PR #913, opened 2023-02-10
Add refresh button back to settings

mattahorton:
CleanShot 2023-02-10 at 11 24 46@2x


nwang92 (approved):

mattahorton:
Don't merge yet as it would require a new RC. We haven't decided yet if we should do that.

PR #918, opened 2023-02-12
Audiointerface refactory

ntonnaett:
This moves all AudioInterface related files to a new *audio* subfolder. 

~~The AudioInterfaceMode enum class was nice and modern, but you couldn't do things like `AudioInterfaceMode::JACK | AudioInterfaceMode::RTAUDIO`. If there is a method for ORing enum classes, please tell me, because I really don't like the drawback of potentially clashing with C macros.~~

Edit: I mixed now the enum class approach with the possibility of ORing the underlying type with std::to_underlying(). I didn't test this with the real C++23 implementation but the fallback I've added.
https://www.open-std.org/jtc1/sc22/wg21/docs/papers/2021/p1682r3.html

We later have to decide how to proceed with the AudioInterfaceMode setting that is saved as an integer derived by the location in the list of backends in the gui.

There is only one AudioInterfaceMode enum. I deleted *audiointerfaceModeT*.

### DIFF
--- a/CMakeLists.txt
+++ b/CMakeLists.txt
@@ -133,8 +133,8 @@ set(qjacktrip_SRC
   src/JackTripWorker.cpp
   src/DataProtocol.cpp
   src/UdpDataProtocol.cpp
-  src/AudioInterface.cpp
-  src/JackAudioInterface.cpp
+  src/audio/AudioInterface.cpp
+  src/audio/JackAudioInterface.cpp
   src/JMess.cpp
   src/LoopBack.cpp
   src/PacketHeader.cpp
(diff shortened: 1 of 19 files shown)


ntonnaett:
Thinking about the new AudioInterfaceMode enum again. Maybe it would be better to get rid of AudioInterfaceMode::ALL and NONE instead and stay with the enum class. When we add additional backends ALL becomes quite vague.

ntonnaett:
I just realized that weak_jack should be part of this too. Then we can't use constexpr anymore. So I probably move this to enum class + std::vector.

PR #1026, opened 2024-07-22
feat(cli): add `glasskube configure` showing an error for package with no value definitions

### LINKED ISSUE #867: `glasskube configure` should show special message when there are no values to configure
When a package has no configuration values, the `glasskube configure` command should show "This package has no configuration values" and quit. 

Example: `glasskube configure cert-manager`.

utsab818:
Closes #867 

## 📑 Description
`glasskube configure <package-without-configuration-values>`  will throw message as 'This package has no configuration values'
and exit.

## ✅ Checks

### DIFF
--- a/cmd/glasskube/cmd/configure.go
+++ b/cmd/glasskube/cmd/configure.go
@@ -59,11 +59,6 @@ func runConfigure(cmd *cobra.Command, args []string) {
 		cliutils.ExitWithError()
 	}
 
-	if len(pkg.GetSpec().Values) == 0 {
-		fmt.Fprintln(os.Stderr, "❌ This package has no configuration values")
-		cliutils.ExitWithError()
-	}
-
 	if configureCmdOptions.IsValuesSet() {
 		if values, err := configureCmdOptions.ParseValues(pkg.GetSpec().Values); err != nil {
 			fmt.Fprintf(os.Stderr, "❌ invalid values in command line flags: %v\n", err)
@@ -77,6 +72,9 @@ func runConfigure(cmd *cobra.Command, args []string) {
 			cliutils.ExitWithError()
 		} else if values, err := cli.Configure(*pkgManifest, pkg.GetSpec().Values); err != nil {
 			fmt.Fprintf(os.Stderr, "❌ error during configure: %v\n", err)
+			cliutils.ExitWithError()
+		} else if len(pkgManifest.ValueDefinitions) == 0 {
+			fmt.Fprintln(os.Stderr, "❌ this package has no configuration values:")
 			cliutils.ExitWithError()
 		} else {
 			pkg.GetSpec().Values = values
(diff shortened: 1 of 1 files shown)


kosmoz (changes requested):
Hi @utsab818, thanks for your PR!

This implementation does not work for all edge cases. For example, there might be a package where there are value definitions in the manifest, but no value configurations on the installed package. 

The solution is therefore to check `pkgManifest.ValueDefinitions` instead.

utsab818:
> Hi @utsab818, thanks for your PR!
> 
> This implementation does not work for all edge cases. For example, there might be a package where there are value definitions in the manifest, but no value configurations on the installed package.
> 
> The solution is therefore to check `pkgManifest.ValueDefinitions` instead.

cmd/glasskube/cmd/configure.go
```diff
@@ -73,6 +73,9 @@ func runConfigure(cmd *cobra.Command, args []string) {
 		} else if values, err := cli.Configure(*pkgManifest, pkg.GetSpec().Values); err != nil {
 			fmt.Fprintf(os.Stderr, "❌ error during configure: %v\n", err)
 			cliutils.ExitWithError()
+		} else if len(pkgManifest.ValueDefinitions) == 0 {
+			fmt.Fprintln(os.Stderr, "❌ this package has no configuration values:")
```
kosmoz, line 77:
```suggestion
			fmt.Fprintln(os.Stderr, "❌ this package has no configuration values")
```

kosmoz (changes requested):

cmd/glasskube/cmd/configure.go
```diff
@@ -73,6 +73,9 @@ func runConfigure(cmd *cobra.Command, args []string) {
 		} else if values, err := cli.Configure(*pkgManifest, pkg.GetSpec().Values); err != nil {
 			fmt.Fprintf(os.Stderr, "❌ error during configure: %v\n", err)
 			cliutils.ExitWithError()
+		} else if len(pkgManifest.ValueDefinitions) == 0 {
+			fmt.Fprintln(os.Stderr, "❌ this package has no configuration values")
+			cliutils.ExitWithError()
```
kosmoz, line 78: checking before calling configure makes more sense

```suggestion
		} else if len(pkgManifest.ValueDefinitions) == 0 {
			fmt.Fprintln(os.Stderr, "❌ this package has no configuration values")
			cliutils.ExitWithError()
		} else if values, err := cli.Configure(*pkgManifest, pkg.GetSpec().Values); err != nil {
			fmt.Fprintf(os.Stderr, "❌ error during configure: %v\n", err)
			cliutils.ExitWithError()
```

kosmoz (approved):

utsab818:
@kosmoz Thankyou for your guidance.

PR #1027, opened 2024-07-22
feat(cli): add `--host` flag for `serve` to change the hostname for the listener

### LINKED ISSUE #993: Listen on other NIC instead of local host for `glasskube  serve`
I run glasskube on a remote server without UI. the default serve command listen on 127.0.0.1 only. I check the help message and could find how to change it to 0.0.0.0.

```
./glasskube  serve --help
Start server and open the UI.

Usage:
  glasskube serve [flags]

Aliases:
  serve, start, ui

Flags:
  -h, --help            help for serve
  -l, --log-level int   Level for additional logging, where 0 is the least verbose
  -p, --port int        Port for the webserver (default 8580)
  -s, --skip-open       Skip opening the browser

Global Flags:
      --kubeconfig string   Path to the kubeconfig file, whose current-context will be used (defaults to xxx.kube/config)
      --no-progress         Prevent progress logging to the cli
      --non-interactive     Run in non-interactive mode. If interactivity would be required, the command will terminate with a non-zero exit code.
      --skip-update-check   Do not check for Glasskube updates

```

It should be able to listen on other address besdies localhost.

kosmoz:
Closes #993  

## 📑 Description
Adds a new flag to the `serve` command: `--host`

I also took the opportunity and cleaned up the "use different port" feature a little. 

## ✅ Checks

## ℹ Additional Information

I discovered a potential bug related to the cache verifier: While the cli is waiting for user input after the question "Should glasskube use a different port?", the cache verifier already starts printing warnings and eventually the command is stopped. This behavior already exists in current `main`. To reproduce (works 100%): Run `glasskube serve` in two separate terminals.

### DIFF
--- a/internal/web/server.go
+++ b/internal/web/server.go
@@ -79,7 +79,7 @@ func init() {
 
 type ServerOptions struct {
 	Host               string
-	Port               int32
+	Port               string
 	Kubeconfig         string
 	LogLevel           int
 	SkipOpeningBrowser bool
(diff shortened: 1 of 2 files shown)


internal/web/server.go
```diff
@@ -227,33 +227,28 @@ func (s *server) Start(ctx context.Context) error {
...
-	s.listener, err = net.Listen("tcp", bindAddr)
+	s.listener, err = net.Listen("tcp", net.JoinHostPort(s.Host, s.Port))
 	if err != nil {
-		// Checks if Port Conflict Error exists
-		if isPortConflictError(err) {
-			userInput := cliutils.YesNoPrompt(
-				"Port is already in use.\nShould glasskube use a different port? (Y/n): ", true)
-			if userInput {
-				s.listener, err = net.Listen("tcp", ":0")
+		// if the error is "address already in use", try to get the OS to assign a random free port
```
christophenne, line 232: I think this error handling should be in the command rather than the server itself. That could make the server start method a bit more straightforward, and the `cliutils.YesNoPrompt` would actually only be called on the CLI layer. But I would say that's something for another day.

christophenne (approved):
> I discovered a potential bug related to the cache verifier: While the cli is waiting for user input after the question "Should glasskube use a different port?", the cache verifier already starts printing warnings and eventually the command is stopped. This behavior already exists in current main. To reproduce (works 100%): Run glasskube serve in two separate terminals.

Interesting, don't really understand it yet but I'll take a look.

internal/web/server.go
kosmoz: That's a fair point, but I think it might come with some more changes, since the server would have to ensure that all watchers, timers, etc are closed in case of an error (maybe related to the potential bug described above). Ideally, the server would perform any init logic between creating the listener (thus knowing that the address/port is "claimed") and starting the http server. Also, any teardown logic should probably be moved to a deferred function.

christophenne:
> To reproduce (works 100%): Run glasskube serve in two separate terminals.

Not 100%, only when there is more than one clusterpackage installed apparently :sweat_smile: . If I have exactly one (`cert-manager`) it works fine. I will debug this and try to find out why the cached store only holds one package, this could be a good lead to solve the out of sync issues too, because its actually reproducible. And I'm 99% sure it has to do with the informer/cache stuff. 
Anyway, for now it's okay that the cache verifier and all the background operations are running at this point. Whether or not the local port can be used has no influence on setting up the kubernetes clients, watches, and eventually the cache verifier.

PR #1030, opened 2024-07-22
feat(cli): added `--repositroy` flag for `glasskube list` command to filter based on repo

### LINKED ISSUE #750: `--repository` flag for `glasskube list` command
`glasskube ls` always shows the packages of all configured repositories, but there should be a way to look at packages of one specific repository.

`glasskube ls` should have a flag `--repository`, which can be used this way: `glasskube ls --repository [repoName]`. Only the packages defined in the given repo will then be listed. 

**Additional context**

Srikrishnabh:
Closes #750 

## 📑 Description

added new flag `--repository` to `glasskube list` command to filter based on repo

## ✅ Checks


kosmoz (changes requested):
If we know that we only want to fetch one repo, it would be much more efficient to use a default RepoClient instead of the RepoMetaClient. For this, just change `l.repoClient.Meta()` to `l.repoClient.ForRepoWithName(options.Repository)` if a repository name is present (line 153). I think that should completely remove the necessity to do any filtering later but you will have to turn the `PackageIndex` into a `PackageMetaIndex`.

Srikrishnabh:
> If we know that we only want to fetch one repo, it would be much more efficient to use a default RepoClient instead of the RepoMetaClient. For this, just change `l.repoClient.Meta()` to `l.repoClient.ForRepoWithName(options.Repository)` if a repository name is present (line 153). I think that should completely remove the necessity to do any filtering later but you will have to turn the `PackageIndex` into a `PackageMetaIndex`.

@kosmoz understood, I initially thought to use the `l.repoClient.ForRepoWithName(options.Repository)` but we have logic to set the installed version to the hightest semver across all repos. [line](https://github.com/glasskube/glasskube/blob/main/internal/repo/client/metaclient.go#L45). 
Is it fine if we return only current version for given repo?

kosmoz:
> > If we know that we only want to fetch one repo, it would be much more efficient to use a default RepoClient instead of the RepoMetaClient. For this, just change `l.repoClient.Meta()` to `l.repoClient.ForRepoWithName(options.Repository)` if a repository name is present (line 153). I think that should completely remove the necessity to do any filtering later but you will have to turn the `PackageIndex` into a `PackageMetaIndex`.
> 
> @kosmoz understood, I initially thought to use the `l.repoClient.ForRepoWithName(options.Repository)` but we have logic to set the installed version to the hightest semver across all repos. [line](https://github.com/glasskube/glasskube/blob/main/internal/repo/client/metaclient.go#L45). Is it fine if we return only current version for given repo?

Yes, I think that would be the expected behavior.

Srikrishnabh:
@kosmoz can you please review.

internal/repo/client/metaclient.go
```diff
@@ -65,6 +66,27 @@ func (d metaclient) FetchMetaIndex(target *types.MetaIndex) error {
 	}
 }
 
+func (d metaclient) FetchMetaIndexForRepo(repo string, target *types.MetaIndex) error {
```
kosmoz, line 69: The logic here seems sound, but I think it's confusing to have a function for a specific repo on the metaclient. Since this feature is quite specific to the list package, I think that's where it should be kept. Can you please move this function to `pkg/list`, such that it can be called like this (you can choose a different name if you want):

```go
var index types.PackageRepoIndex
d.clientset.ForRepoWithName(repo).FetchPackageRepoIndex(&index)
metaIndex := indexToMetaIndex(index)
```

kosmoz (changes requested):
Please check the comment below. Apart from that, the feature works as expected.

PS: Please make sure to resolve any merge conflicts on your branch

internal/repo/client/metaclient.go
Srikrishnabh: makes sense, I have modified as suggested.

pkg/list/lister.go
```diff
@@ -206,9 +208,9 @@ func (l *lister) fetchRepoAndInstalled(ctx context.Context, options ListOptions,
 	// TODO what if a package is namespaced in one repository, and with the same name cluster scoped in another??
 
 	resultLs := make([]result, 0)
-	for i, indexPackage := range index.Packages {
+	for _, indexPackage := range index.Packages {
 		res := result{
-			IndexItem: &index.Packages[i],
+			IndexItem: &indexPackage,
```
kosmoz, line 213: I think this change should be reverted. 

Even though pointing to the loop variable is not an error anymore in Go 1.22, I think it's still good practice and easier to understand to point to the array element.

internal/repo/client/metaclient.go
```diff
@@ -4,12 +4,13 @@ import (
 	"context"
 	"slices"
 
+	"go.uber.org/multierr"
+
```
kosmoz, line 8: Please revert this

pkg/list/lister.go
```diff
@@ -242,3 +244,40 @@ func setPackageInfo(packageInfos v1alpha1.PackageInfoList, res *result, pkg ctrl
...
+		if err := l.repoClient.Meta().FetchMetaIndex(index); err != nil {
+			return fmt.Errorf("could not fetch package repository index: %w", err)
+		}
+		return nil
+	}
+	// fetch index for given repo
+	var repoIndex repotypes.PackageRepoIndex
+	err := l.repoClient.ForRepoWithName(options.Repository).FetchPackageRepoIndex(&repoIndex)
+	if err != nil {
+		return fmt.Errorf("could not fetch package repository index for repo %s : %w",
```
kosmoz, line 259:
```suggestion
		return fmt.Errorf("could not fetch package repository index for repo %s: %w",
```

kosmoz (changes requested):
Please have a look at my comments below. I think they should be minor changes. Afterwards, I think we are ready to merge :slightly_smiling_face:

kosmoz:
Hi @Srikrishnabh, how are you doing? Do you need any help with this PR?

Srikrishnabh:
@kosmoz Thanks for asking. Sorry for delay, I have addressed the review comments.

kosmoz (approved):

§ Task brief
Which of the lines above include the string "runConfigure"? Pick them out and copy them.

§ Reply to the task
@@ -59,11 +59,6 @@ func runConfigure(cmd *cobra.Command, args []string) {
@@ -77,6 +72,9 @@ func runConfigure(cmd *cobra.Command, args []string) {
@@ -73,6 +73,9 @@ func runConfigure(cmd *cobra.Command, args []string) {
@@ -73,6 +73,9 @@ func runConfigure(cmd *cobra.Command, args []string) {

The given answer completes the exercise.